CASTRES : CAPITALE DES MUSIQUES ACTUELLES

La ville de Castres est devenue, les 9, 10 et 11 juillet, le centre de la planète « musiques actuelles ». Près de 500 acteurs des musiques actuelles, à l’appel de la Fédélima, de Live DMA et d’Avant Mardi se sont réunis pour faire un point de situation sur les différents sujets qui les préoccupent et ils sont nombreux !

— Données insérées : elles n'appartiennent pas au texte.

PR #267, opened 2017-04-06
Add AVXPortable and changed noise code selection

anshuarya:
1) Added new noise implementation "AVXPortable" which is simply PortableNoise compiled separately with compiler AVX flags.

 Quand ils se rencontrent, les acteurs des musiques actuelles parlent de la place de leurs musiques face aux réalités européennes. La situation est très différentes entre les pays de l’Union dont les réalités économiques, politiques et culturelles sont diverses. Le témoignage de Oleksendr IARMOLA membre du groupe ukrainien Haydamaky, l’a démontré : comment être artiste dans un pays en tension ? L’expression de l’artiste ne peut se faire sans engagement. Pour les responsables des lieux culturels présents, la responsabilité à construire l’Europe et à développer des coopérations devient également une nécessité et de plus en plus de structures s’inscrivent dans des projets européens, malgré la complexité administrative et budgétaire. La Fédélima a présenté, à ce titre, un état des lieux des projets européens portés par les adhérents de la fédération. L’observation présentée s’inscrit dans les travaux engagés par le « Survey Committee » du live DMA qui réunit la France, les Pays Bas, le Danemark, le Belgique, l’Espagne et l’Allemagne. Les lieux transfrontaliers sont évidemment plus sensibles et plus impliqués dans des projets d’échange et de coopération, mais l’accompagnement à la mobilité artistique est partagé par de nombreux lieux et festivals. La question des actions à mettre en œuvre entre les parties prenantes, qui participent au développement des artistes, se pose. Comment faire converger développement de carrière, développement économique, stratégie de communication, programmation ? Le programme « Europe créative » s’inscrit dans une vision de marché et on constate que celui de la musique (et de la culture) est en profonde mutation. Aussi, il y a t-il d’autres formes économiques a imaginer ? Y-a-t-il une économie sociale et solidaire européenne ? Jordi Estivill qui représente un réseau Catalan en témoigne, mais déplore que cette économie, soit trop souvent, une économie légitime en temps de crise. Le RIPESS (Réseau Intercontinental de promotion de l’Economie Sociale et Solidaire) a une responsabilité importante en la matière.

Autre sujet de préoccupation, mais particulièrement franco-français, la structuration des politiques publiques, notamment face aux réformes de la décentralisation et le débat très actuel des découpages territoriaux. Les acteurs regrettent que le débat ne s’oriente que sur des découpages et n’aborde pas les enjeux de fonds liés aux compétences. Cette question croise les réflexions et les expériences portées par les SOLIMA. Il s’agit bien de réinterroger la place de l’action publique, la notion d’intérêt général et de partage des compétences pour un meilleur développement d’un territoire. A ce propos, et c’est peut-être un signe de maturité, la palabre est ouverte pour justement imaginer les interactions entre les différents réseaux, fédérations, organisations collectives d’acteurs qui foisonnent dans les musiques actuelles. Sujet particulièrement important dans un contexte économique particulièrement préoccupant.